Também conhecida por Fórum de Macau, esta conferência foi fundada em 2003 e gradualmente transformou-se numa plataforma de referência para o aprofundamento da cooperação, orientada pelo conceito de benefício mútuo entre as partes e pela promoção do desenvolvimento económico comum dos países participantes.
O evento vai decorrer sob o lema “Rumo à Consolidação das Relações Económicas e Comerciais entre a China e os Países de Língua Portuguesa: Unir Esforços para a Cooperação, Construir em Conjunto a Plataforma, Partilhar os Benefícios do Desenvolvimento”.
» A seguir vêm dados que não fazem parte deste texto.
PR #6177, opened 2023-06-03
Remove uses of `std::tolower`

glebm:
`std::tolower` relies on the C locale, which we try to avoid.

### DIFF
--- a/Source/CMakeLists.txt
+++ b/Source/CMakeLists.txt
@@ -161,6 +161,7 @@ set(libdevilutionx_SRCS
   utils/sdl_bilinear_scale.cpp
   utils/sdl_thread.cpp
   utils/str_cat.cpp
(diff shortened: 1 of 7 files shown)


StephenCWills (approved):

StephenCWills:
I guess the only thing that might be cause for concern would be diacritics in player names. However, we've already started discussing some of the issues with using player names in the `/inspect` command, and expanding the scope of `AsciiStrToLower()` to include non-ASCII characters wouldn't fix it anyway.

AJenbo:
isn't MP names limited to ASCII?

StephenCWills:
Looks like you are correct. I didn't realize that.

AJenbo:
it's one of the reasons i wasn't so bothered by /inspect taking a name :)

PR #81, opened 2016-06-13
answers

mattb5:


lib/diagnostic.rb
```diff
@@ -5,36 +5,37 @@ class Diagnostic
   # Assume each entry in the list implements a length method that returns
   # a Fixnum.
   def longest(list)
-    # Your code goes here
+    return list.max_by(&:length)
```
berziiii, line 8: You'll need the spaceship operator since it's a comparison

`list.max { |a , b| a.length <=> b.length }`

lib/diagnostic.rb
```diff
@@ -5,36 +5,37 @@ class Diagnostic
...
   end
 
+
   # Question 2
   # Write ruby code to return the sum of entries in the
   # list supplied (i.e. apply the `+` operator).
   # Assume each entry implements a `+` method.
   def sum(list)
-    # Your code goes here
+    list.reduce(:+)
```
berziiii, line 17: Correct.

lib/diagnostic.rb
```diff
@@ -5,36 +5,37 @@ class Diagnostic
...
   end
 
   # Question 3
   # Write ruby code that returns true if some of the entries
   # in the list of numbers are odd
   def some_odd(numbers)
-    # Your code goes here
+    numbers.all? { |number| number.odd? }
```
berziiii, line 24: Correct. but shorthand, with enumerables, it

`numbers.all?(&:odd?)`

lib/diagnostic.rb
```diff
@@ -5,36 +5,37 @@ class Diagnostic
...
   end
 
   # Question 4
   # Write ruby code that returns true if every entry in the
   # list of numbers are even
   def every_even(numbers)
-    # Your code goes here
+    numbers.all? { |number| number.even? }
```
berziiii, line 31: Same here. 

`numbers.all?(&:even?)`

lib/diagnostic.rb
```diff
@@ -5,36 +5,37 @@ class Diagnostic
...
   end
 
   # Question 5
   # Write ruby code that returns an array with all of the
   # entries from the list of words capitalized (i.e. 'foo' becomes 'Foo').
   def transform(words)
-    # Your code goes here
+    words.each {|word| word.capitalize!}
```
berziiii, line 38: Again here.

`words.map(&:capitalize)` You need `.map` because you're changing the array

lib/diagnostic.rb
```diff
@@ -46,3 +47,5 @@ def read_file(filename)
     # Your code goes here
```
berziiii, line 47:
``` ruby
   file.each do |line|
    line.chomp(' ')
  end
end
```

Something along these lines.

berziiii:
3 / 6. Not bad. Remember enumerables make our lives easier!

PR #82, opened 2016-06-13
comfort: 3 clarity: 3

shireen-bean:
i used stack overflow

### DIFF
--- a/lib/diagnostic.rb
+++ b/lib/diagnostic.rb
@@ -5,7 +5,7 @@ class Diagnostic
   # Assume each entry in the list implements a length method that returns
   # a Fixnum.
   def longest(list)
-    # Your code goes here
+    list.select { |entry| entry.size.max }
   end
 
   # Question 2
@@ -13,28 +13,30 @@ class Diagnostic
   # list supplied (i.e. apply the `+` operator).
   # Assume each entry implements a `+` method.
   def sum(list)
-    # Your code goes here
+    list.reduce(:+)
   end
 
   # Question 3
   # Write ruby code that returns true if some of the entries
   # in the list of numbers are odd
   def some_odd(numbers)
-    # Your code goes here
+    numbers.any? { |number| number.odd? }
   end
 
   # Question 4
   # Write ruby code that returns true if every entry in the
   # list of numbers are even
   def every_even(numbers)
-    # Your code goes here
+    numbers.all? { |number| number.even? }
   end
 
   # Question 5
   # Write ruby code that returns an array with all of the
   # entries from the list of words capitalized (i.e. 'foo' becomes 'Foo').
   def transform(words)
-    # Your code goes here
+    words.each do |word|
+      word.capitalize!
+    end
   end
 
   # Question 6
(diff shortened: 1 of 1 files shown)


lib/diagnostic.rb
```diff
@@ -5,36 +5,38 @@ class Diagnostic
   # Assume each entry in the list implements a length method that returns
   # a Fixnum.
   def longest(list)
-    # Your code goes here
+    list.select { |entry| entry.size.max }
```
berziiii, line 8: You need to use the spaceship operator since we're doing a comparison. 

lib/diagnostic.rb
```diff
@@ -5,36 +5,38 @@ class Diagnostic
...
   end
 
   # Question 2
   # Write ruby code to return the sum of entries in the
   # list supplied (i.e. apply the `+` operator).
   # Assume each entry implements a `+` method.
   def sum(list)
-    # Your code goes here
+    list.reduce(:+)
```
berziiii, line 16: Don't forget the &

`list.reduce(&:+)`

lib/diagnostic.rb
```diff
@@ -5,36 +5,38 @@ class Diagnostic
...
   end
 
   # Question 3
   # Write ruby code that returns true if some of the entries
   # in the list of numbers are odd
   def some_odd(numbers)
-    # Your code goes here
+    numbers.any? { |number| number.odd? }
```
berziiii, line 23: Yes but the idea behind the enumerable methods is to reduce the amount of code we write!

`numbers.any?(&:odd?)`

lib/diagnostic.rb
```diff
@@ -5,36 +5,38 @@ class Diagnostic
...
   end
 
   # Question 4
   # Write ruby code that returns true if every entry in the
   # list of numbers are even
   def every_even(numbers)
-    # Your code goes here
+    numbers.all? { |number| number.even? }
```
berziiii, line 30: Same here. Correct but short hand!

`numbers.all?(&:even?)`

lib/diagnostic.rb
```diff
@@ -5,36 +5,38 @@ class Diagnostic
...
   end
 
   # Question 5
   # Write ruby code that returns an array with all of the
   # entries from the list of words capitalized (i.e. 'foo' becomes 'Foo').
   def transform(words)
-    # Your code goes here
+    words.each do |word|
+      word.capitalize!
```
berziiii, line 38: Looks liket his would work, but again, short hand

`words.map(&:capitalize)`

lib/diagnostic.rb
```diff
@@ -43,6 +45,9 @@ def transform(words)
   # replacing the trailing newline character with a
   # space and return the result.
   def read_file(filename)
-    # Your code goes here
+    File.open('filename').each do |line|
+      line.sub! newline, ' '
```
berziiii, line 49: You are missing a step. When you open the file, you a file to iterate through, you have to get down to a line

``` ruby
   file.each do |line|
    line.chomp(' ')
   end
end
```

berziiii:
4 / 6. Nice work. Remember, short hand with enumberables

PR #84, opened 2016-06-13
Responses to Ruby Enumerable Diagnostic

andreasantarl:
Comfort: 2
Clarity: 3

Not feeling great about RUby.

### DIFF
--- a/lib/diagnostic.rb
+++ b/lib/diagnostic.rb
@@ -5,6 +5,7 @@ class Diagnostic
   # Assume each entry in the list implements a length method that returns
   # a Fixnum.
   def longest(list)
+    list.max_by{ &:length }
     # Your code goes here
   end
 
@@ -13,6 +14,7 @@ class Diagnostic
   # list supplied (i.e. apply the `+` operator).
   # Assume each entry implements a `+` method.
   def sum(list)
+    list.reduce (:+)
     # Your code goes here
   end
 
@@ -20,6 +22,7 @@ class Diagnostic
   # Write ruby code that returns true if some of the entries
   # in the list of numbers are odd
   def some_odd(numbers)
+    numbers.any?{ |number| number.odd? }
     # Your code goes here
   end
 
@@ -27,6 +30,7 @@ class Diagnostic
   # Write ruby code that returns true if every entry in the
   # list of numbers are even
   def every_even(numbers)
+    numbers.all? { |number| number.even?}
     # Your code goes here
   end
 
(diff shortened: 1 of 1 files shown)


lib/diagnostic.rb
```diff
@@ -5,6 +5,7 @@ class Diagnostic
   # Assume each entry in the list implements a length method that returns
   # a Fixnum.
   def longest(list)
+    list.max_by{ &:length }
```
berziiii, line 8: On the right path. Since it's a comparison, we need to use the shapeship operator.

lib/diagnostic.rb
```diff
@@ -13,27 +14,31 @@ def longest(list)
   # list supplied (i.e. apply the `+` operator).
   # Assume each entry implements a `+` method.
   def sum(list)
+    list.reduce (:+)
```
berziiii, line 17: Correct but don't forget the &

`list.reduce(&:+)`

lib/diagnostic.rb
```diff
@@ -13,27 +14,31 @@ def longest(list)
...
     # Your code goes here
   end
 
   # Question 3
   # Write ruby code that returns true if some of the entries
   # in the list of numbers are odd
   def some_odd(numbers)
+    numbers.any?{ |number| number.odd? }
```
berziiii, line 25: Correct. but shorthand would be:

`numbers.any?(&:odd?)`

lib/diagnostic.rb
```diff
@@ -13,27 +14,31 @@ def longest(list)
...
     # Your code goes here
   end
 
   # Question 4
   # Write ruby code that returns true if every entry in the
   # list of numbers are even
   def every_even(numbers)
+    numbers.all? { |number| number.even?}
```
berziiii, line 33: Again correct but short hand would be:

`numbers.all?(&:even?)`

lib/diagnostic.rb
```diff
@@ -13,27 +14,31 @@ def longest(list)
...
     # Your code goes here
   end
 
   # Question 5
   # Write ruby code that returns an array with all of the
   # entries from the list of words capitalized (i.e. 'foo' becomes 'Foo').
   def transform(words)
+    words.each { |word| word.capitalize }
```
berziiii, line 41: Again here. Short hand, which is what it's asking:

`words.map(&:capitalize)` You would use `.map` because you're changing the array itself.

lib/diagnostic.rb
```diff
@@ -44,5 +49,6 @@ def transform(words)
   # space and return the result.
   def read_file(filename)
     # Your code goes here
+    filename.foreach ('filename.csv') do |line| puts line += " "
```
berziiii, line 52: Almost

``` ruby
File.open('filename.csv') do |file|
   file.each do |line|
     line.chomp + " "
   end
end
```

berziiii:
4 / 6. The great thing about enumerable methods are that they help us write short hand code!

PR #86, opened 2016-06-13
Response

esthercordova:


lib/diagnostic.rb
```diff
@@ -6,35 +6,42 @@ class Diagnostic
   # a Fixnum.
   def longest(list)
     # Your code goes here
+    list.max
```
berziiii, line 9: Started off right!

What you have to do is to compare each element of the array with another. 

SO you have to iterate through and use the shaceship comparison to check the values of things

lib/diagnostic.rb
```diff
@@ -6,35 +6,42 @@ class Diagnostic
...
 
   # Question 2
   # Write ruby code to return the sum of entries in the
   # list supplied (i.e. apply the `+` operator).
-  # Assume each entry implements a `+` method.
+  # Assume each entry implements  a `+` method.
   def sum(list)
     # Your code goes here
+    sum = 0
+    list.each.to_i { |i| sum += i }
```
berziiii, line 19: Yes but as the instructions say, and what we learned, you can call `list.reduce(&:+)`

lib/diagnostic.rb
```diff
@@ -6,35 +6,42 @@ class Diagnostic
...
   end
 
   # Question 3
   # Write ruby code that returns true if some of the entries
   # in the list of numbers are odd
   def some_odd(numbers)
     # Your code goes here
+   numbers.any? { |x| x.to_i % 2 != 0}
```
berziiii, line 27: Yes again, but short hand would be `numbers.any?(&:odd?)`

lib/diagnostic.rb
```diff
@@ -6,35 +6,42 @@ class Diagnostic
...
   end
 
-  # Question 4
+
+  # Question 4d
   # Write ruby code that returns true if every entry in the
   # list of numbers are even
   def every_even(numbers)
     # Your code goes here
+     numbers.all? { |x| x.to_i % 2 == 0 }
```
berziiii, line 36: Again yes. SHort hand: `numbers.all?(&:even?)`

lib/diagnostic.rb
```diff
@@ -6,35 +6,42 @@ class Diagnostic
...
   end
 
   # Question 5
   # Write ruby code that returns an array with all of the
   # entries from the list of words capitalized (i.e. 'foo' becomes 'Foo').
   def transform(words)
     # Your code goes here
+    words.first.upcase
```
berziiii, line 44: Close `words.map(&:capitalize)`. Remember that `.map` re-writes each element of the array to what every you're doing to the element.

lib/diagnostic.rb
```diff
@@ -44,5 +51,12 @@ def transform(words)
   # space and return the result.
   def read_file(filename)
     # Your code goes here
+  File.open('filename') do |file|
+  str = ""
+  file.each do |line|
+  str.concat(line)
```
berziiii, line 57: Close. This way you'd have to `.chomp` the line and add ' ' . 

`line.chomp +  str` in this case.

berziiii:
3 / 6. You were close on all of the them. The methods are just used to shorten what we actually have to right but for 3 of the questions, you would have gotten the right answer with your tactic.

PR #88, opened 2016-08-05
David Powell, Diagnostic

dvdpwll:
I couldn't run rake test for some reason.

### DIFF
--- a/lib/diagnostic.rb
+++ b/lib/diagnostic.rb
@@ -5,7 +5,7 @@ class Diagnostic
   # Assume each entry in the list implements a length method that returns
   # a Fixnum.
   def longest(list)
-    # Your code goes here
+    list.max_by(&:length)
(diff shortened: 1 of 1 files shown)


lib/diagnostic.rb
```diff
@@ -5,36 +5,38 @@ class Diagnostic
...
-    # Your code goes here
+    # numbers.all? { |num| num.even? }
+    numbers.all?(even?)
   end
 
   # Question 5
   # Write ruby code that returns an array with all of the
   # entries from the list of words capitalized (i.e. 'foo' becomes 'Foo').
   def transform(words)
-    # Your code goes here
```
laurenfazah, line 37: `.each` won't return a new array. you'd want to use `.map`

laurenfazah:
5/6 good work

PR #93, opened 2016-08-05
Add answers to Ruby Enumerable Diagnostic

jlmitch1989:
Comfort: 2
Clarity: 2

I tried using notes, documentation, Google but I'm getting really confused
similarly to what confused me about javascript (not knowing and understanding
the structure).  I need some extra help.

### DIFF
--- a/lib/diagnostic.rb
+++ b/lib/diagnostic.rb
@@ -13,7 +13,7 @@ class Diagnostic
   # list supplied (i.e. apply the `+` operator).
   # Assume each entry implements a `+` method.
   def sum(list)
-    # Your code goes here
+    
   end
 
   # Question 3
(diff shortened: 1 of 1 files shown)


laurenfazah:
Glad to see you made an effort despite confusion. Refer to these answers below and let me know if any aren't making sense.

``` rb

class Diagnostic
  # Question 1
  # a Fixnum.
  def longest(list)
    # Your code goes here
  end

  # Question 2
  def sum(list)
    # Your code goes here
    list.reduce(&:+)
  end

  # Question 3
  def some_odd(numbers)
    # Your code goes here
    numbers.any?(&:odd?)
  end

  # Question 4
  # list of numbers are even
  def every_even(numbers)
    # Your code goes here
    numbers.all?(&:even?)
  end

  # Question 5
  def transform(words)
    # Your code goes here
    words.map(&:capitalize)
  end

  # Question 6
  def read_file(filename)
    # Your code goes here
    # File.open(filename).each_with_object('') do |line, memo|
    #   memo << line.chomp + ' '
    # end.strip
  end
end
```

PR #96, opened 2016-08-05
answered ?s

cdelsoin:


lib/diagnostic.rb
```diff
@@ -5,29 +5,29 @@ class Diagnostic
   # Assume each entry in the list implements a length method that returns
   # a Fixnum.
   def longest(list)
-    # Your code goes here
+    list.sort { |a, b| b.length <=> a.length }
   end
```
laurenfazah, line 9: this would sort, but not return the longest element. 

``` rb
  def longest(list)
  end
```

lib/diagnostic.rb
```diff
@@ -5,29 +5,29 @@ class Diagnostic
...
+    list.reduce(:+)
   end
 
   # Question 3
   # Write ruby code that returns true if some of the entries
   # in the list of numbers are odd
   def some_odd(numbers)
-    # Your code goes here
+    numbers.odd?.reduce(:+)
   end
```
laurenfazah, line 25: This isn't going to do much other than return false (because of `numbers.odd?`)

``` rb
  def some_odd(numbers)
    numbers.any?(&:odd?)
  end
```

lib/diagnostic.rb
```diff
@@ -5,29 +5,29 @@ class Diagnostic
...
 
   # Question 4
   # Write ruby code that returns true if every entry in the
   # list of numbers are even
   def every_even(numbers)
-    # Your code goes here
+     numbers.even? ? true : false
   end
```
laurenfazah, line 31: Similar to Q3

``` rb
  def every_even(numbers)
    numbers.all?(&:even?)
  end
```

lib/diagnostic.rb
```diff
@@ -5,29 +5,29 @@ class Diagnostic
...
```
laurenfazah, line 32: Q5

``` rb
  def transform(words)
    words.map(&:capitalize)
  end
```

Q6

``` rb
  def read_file(filename)
    # File.open(filename).each_with_object('') do |line, memo|
    #   memo << line.chomp + ' '
    # end.strip
  end
```

laurenfazah:
good effort in the right direction...1/6

PR #124, opened 2016-11-14
Responds to Ruby Enumerable Diagnostic

Naki21:


lib/diagnostic.rb
```diff
@@ -7,36 +7,36 @@ class Diagnostic
...
-    # Your code goes here
+    numbers.all? { |e| e.even? }
   end
 
   # Question 5
   # Write ruby code that returns an array with all of the
   # entries from the list of words capitalized (i.e. 'foo' becomes 'Foo').
   def transform(words)
-    # Your code goes here
+    words.map {|e| e.capitalize}
```
neugierige, line 39: FYI, for questions 3, 4 and 5, you could actually use the `&:[method]` shorthand instead of writing the method inside the `{}`s

neugierige:
5/5. 🎉

PR #125, opened 2016-11-14
Attempted Enumerable Diagnostic on 11/14/16

Sphilippe7:
Did not do so well on this diagnostic.

### DIFF
--- a/lib/diagnostic.rb
+++ b/lib/diagnostic.rb
@@ -7,7 +7,7 @@ class Diagnostic
   # Assume each entry in the list implements a length method that returns
   # a Fixnum.
   def longest(list)
-    # Your code goes here
+    list.max { a. <=> length }
   end
 
   # Question 2
@@ -15,21 +15,26 @@ class Diagnostic
   # list supplied (i.e. apply the `+` operator).
   # Assume each entry implements a `+` method.
   def sum(list)
-    # Your code goes here
+
   end
 
   # Question 3
   # Write ruby code that returns true if some of the entries
   # in the list of numbers are odd
   def some_odd(numbers)
-    # Your code goes here
+    odds = rng.select(&.odd?)
+
+  p odds
+
   end
 
   # Question 4
   # Write ruby code that returns true if every entry in the
   # list of numbers are even
   def every_even(numbers)
-    # Your code goes here
+    evens = rng.select(&.even?)
+
+  p evens
   end
 
   # Question 5


lib/diagnostic.rb
```diff
@@ -7,29 +7,34 @@ class Diagnostic
   # Assume each entry in the list implements a length method that returns
   # a Fixnum.
   def longest(list)
-    # Your code goes here
+    list.max { a. <=> length }
```
neugierige, line 10: Your're close. Here's 1 possible solution:

``` rb
def longest(list)
end
```

Notice that 1) length is a property of an object, and the 2) you need variables to capture those objects before you can get properties off of them, or operate with them.

lib/diagnostic.rb
```diff
@@ -7,29 +7,34 @@ class Diagnostic
...
   end
 
   # Question 2
   # Write ruby code to return the sum of entries in the
   # list supplied (i.e. apply the `+` operator).
   # Assume each entry implements a `+` method.
   def sum(list)
-    # Your code goes here
+
```
neugierige, line 18: if you don't write down _anything_, we can't give you feedback

``` rb
  def sum(list)
    list.reduce(&:+)
  end
```

lib/diagnostic.rb
```diff
@@ -7,29 +7,34 @@ class Diagnostic
...
   # Question 3
   # Write ruby code that returns true if some of the entries
   # in the list of numbers are odd
   def some_odd(numbers)
-    # Your code goes here
+    odds = rng.select(&.odd?)
+
+  p odds
+
   end
```
neugierige, line 29: a few things to consider whenever writing code:
1) are you utilizing the variable name of the argument inside your code at all? if not, you're doing something wrong.
2) look at all the words in your code. Which of them are variables? Have they been defined?
3) `p` is a method to print out something. Is that what the question is asking? Is that what you are intending to do?

Please read over the documentation for the `any?` method: http://ruby-doc.org/core-2.3.1/Enumerable.html#method-i-any-3F

lib/diagnostic.rb
```diff
@@ -7,29 +7,34 @@ class Diagnostic
...
 
   # Question 4
   # Write ruby code that returns true if every entry in the
   # list of numbers are even
   def every_even(numbers)
-    # Your code goes here
+    evens = rng.select(&.even?)
+
+  p evens
```
neugierige, line 37: Please read my comments for question 3, and look at the documentation for the `all?` method: http://ruby-doc.org/core-2.3.1/Enumerable.html#method-i-all-3F

neugierige:
Hi Stanley, I know this was a hard one, but what you wrote in your responses revealed some gaps in your understanding of how to approach a coding program. Please read over my comments carefully and schedule a 1:1 to review this.

PR #126, opened 2016-11-14
Diagnostic2 Mon Nov 14

RpRoderick:
Answered questions, working through rake test now, ran out of time to
correct all fails

### DIFF
--- a/lib/diagnostic.rb
+++ b/lib/diagnostic.rb
@@ -7,7 +7,7 @@ class Diagnostic
   # Assume each entry in the list implements a length method that returns
   # a Fixnum.
   def longest(list)
-    # Your code goes here
+    list.max_by(&:length)
   end
 
   # Question 2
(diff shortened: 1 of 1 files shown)


lib/diagnostic.rb
```diff
@@ -7,36 +7,37 @@ class Diagnostic
   # Assume each entry in the list implements a length method that returns
   # a Fixnum.
   def longest(list)
-    # Your code goes here
+    list.max_by(&:length)
```
neugierige, line 10: nice!

lib/diagnostic.rb
```diff
@@ -7,36 +7,37 @@ class Diagnostic
...
   # Question 3
   # Write ruby code that returns true if some of the entries
   # in the list of numbers are odd
-  def some_odd(numbers)
-    # Your code goes here
-  end
 
+def some_odd(numbers)
+  put 'true' if numbers.any?(&:odd?)
+end
```
neugierige, line 27: You almost had it! Look again at what question asks. It says to `return true` if some condition is met, but your code says to `put 'true'`.

lib/diagnostic.rb
```diff
@@ -7,36 +7,37 @@ class Diagnostic
...
   # Question 4
   # Write ruby code that returns true if every entry in the
   # list of numbers are even
+
   def every_even(numbers)
-    # Your code goes here
+    put 'true' if numbers.all?(&:even?)
   end
```
neugierige, line 34: same as above

lib/diagnostic.rb
```diff
@@ -7,36 +7,37 @@ class Diagnostic
...
 
   # Question 5
   # Write ruby code that returns an array with all of the
   # entries from the list of words capitalized (i.e. 'foo' becomes 'Foo').
   def transform(words)
-    # Your code goes here
+    words.gsub(/\S+/, &:capitalize)
```
neugierige, line 40: The instructions tell us that `words` is a list of words, as the name suggests. You called `.gsub` on words, which is a method of String: https://ruby-doc.org/core-2.2.0/String.html#method-i-gsub

Here's 1 solution:

```
  def transform(words)
    words.map(&:capitalize)
  end
```

neugierige:
2/5. Ryan, you are totally on the right track, except you didn't read the directions closely enough!

PR #127, opened 2016-11-14
Commit Responses to Diagnostic

rickdean:
Diagnostic responses

### DIFF
--- a/lib/diagnostic.rb
+++ b/lib/diagnostic.rb
@@ -7,7 +7,7 @@ class Diagnostic
   # Assume each entry in the list implements a length method that returns
   # a Fixnum.
   def longest(list)
-    # Your code goes here
+    longest.map(&:length)
   end
 
   # Question 2
@@ -15,28 +15,28 @@ class Diagnostic
   # list supplied (i.e. apply the `+` operator).
   # Assume each entry implements a `+` method.
   def sum(list)
-    # Your code goes here
+    sum.reduce(0, :+)
   end
 
   # Question 3
   # Write ruby code that returns true if some of the entries
   # in the list of numbers are odd
   def some_odd(numbers)
-    # Your code goes here
+    some_odd.any(&:odd?)
   end
 
   # Question 4
   # Write ruby code that returns true if every entry in the
   # list of numbers are even
   def every_even(numbers)
-    # Your code goes here
+    ever_even.all(& :even?)
   end
 
   # Question 5
   # Write ruby code that returns an array with all of the
   # entries from the list of words capitalized (i.e. 'foo' becomes 'Foo').
   def transform(words)
-    # Your code goes here
+    transform.map(& :upcase)
   end
 
   # Question 6 (optional)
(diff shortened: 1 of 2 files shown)


lib/diagnostic.rb
```diff
@@ -7,36 +7,36 @@ class Diagnostic
   # Assume each entry in the list implements a length method that returns
   # a Fixnum.
   def longest(list)
-    # Your code goes here
+    longest.map(&:length)
```
neugierige, line 10: Why would `.map` be the right choice here? the question says that the method should return a Fixnum. That's a single value. What does `.map` return? Take a look at the documentation: http://ruby-doc.org/core-2.3.1/Enumerable.html#method-i-map

Here's 1 solution:

``` rb
  def longest(list)
  end
```

lib/diagnostic.rb
```diff
@@ -7,36 +7,36 @@ class Diagnostic
...
   end
 
   # Question 2
   # Write ruby code to return the sum of entries in the
   # list supplied (i.e. apply the `+` operator).
   # Assume each entry implements a `+` method.
   def sum(list)
-    # Your code goes here
+    sum.reduce(0, :+)
```
neugierige, line 18: What does `sum.reduce` do? First of all, what is `sum`? It is a method that you have defined. So, in effect, you are calling your method from inside your method...

Secondly, notice that there is argument being passed into your function. Are you using that argument at all? 

Here's 1 solution:

``` rb
  def sum(list)
    list.reduce(:+)
  end
```

lib/diagnostic.rb
```diff
@@ -7,36 +7,36 @@ class Diagnostic
...
   end
 
   # Question 3
   # Write ruby code that returns true if some of the entries
   # in the list of numbers are odd
   def some_odd(numbers)
-    # Your code goes here
+    some_odd.any(&:odd?)
   end
```
neugierige, line 26: same issues here as above

lib/diagnostic.rb
```diff
@@ -7,36 +7,36 @@ class Diagnostic
...
 
   # Question 4
   # Write ruby code that returns true if every entry in the
   # list of numbers are even
   def every_even(numbers)
-    # Your code goes here
+    ever_even.all(& :even?)
   end
```
neugierige, line 33: same

lib/diagnostic.rb
```diff
@@ -7,36 +7,36 @@ class Diagnostic
...
 
   # Question 5
   # Write ruby code that returns an array with all of the
   # entries from the list of words capitalized (i.e. 'foo' becomes 'Foo').
   def transform(words)
-    # Your code goes here
+    transform.map(& :upcase)
```
neugierige, line 39: same, and also, what is `:upcase`? Does it produce it result that you were looking for? Here's the documentation: https://ruby-doc.org/core-2.2.0/String.html#method-i-upcase

neugierige:
Rick, you were clearly able to correctly utilize the stuff we had done in class in this diagnostic. However, you made the SAME fundamental mistake in all of your questions. This is actually really important, and I hope this will be an opportunity for you to really internalize this.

O encontro procurará explorar novas áreas para a cooperação económica e comercial entre a China e os países de língua portuguesa, elevando o nível de cooperação e, simultaneamente, reforçando e dando continuidade ao processo de consolidação do papel de Macau enquanto plataforma para a cooperação económica e comercial entre a China e os Países de Língua Portuguesa.
Segundo a organização, na conferência “serão definidas as linhas, áreas e modalidades de cooperação entre a China e os países de língua portuguesa para o triénio 2017-2019”.
Do programa consta, entre outros actos, o lançamento do Projecto do Complexo da Plataforma de Serviços para a Cooperação Comercial entre a China e os Países de Língua Portuguesa, a construir em Macau; a Conferência Ministerial e a conferência dos empresários e dos quadros da área financeira.
A China estabeleceu a Região Administrativa Especial de Macau como sua plataforma para o reforço da cooperação económica e comercial com os países de língua portuguesa em 2003. No mesmo ano, criou o Fórum para a Cooperação Económica e Comercial entre a China e os Países de Língua Portuguesa.
Para este encontro, para além do Primeiro-ministro moçambicano, Carlos Agostinho do Rosário, está confirmada a presença de quatro chefes de Governo: António Costa (Portugal), José Ulisses Correia e Silva (Cabo Verde), Baciro Djá (Guiné-Bissau) e Li Keqiang (China).
A delegação de Angola será chefiada pelo ministro da Economia, Abrahão Gourgel; a do Brasil pelo ministro da Indústria, Comércio Exterior e Serviços, Marcos Pereira; e a de Timor-Leste pelo ministro de Estado, coordenador dos Assuntos Económicos e Ministro da Agricultura e Pescas, Estanislau Aleixo da Silva.
São Tomé e Príncipe não integra o Fórum Macau, por manter relações diplomáticas com Taiwan em detrimento de Pequim.
Macau, território administrado por Portugal até 1999, é desde esse ano uma região da China com administração especial, que goza de ampla autonomia e onde o português continua a ser língua oficial, a par do chinês.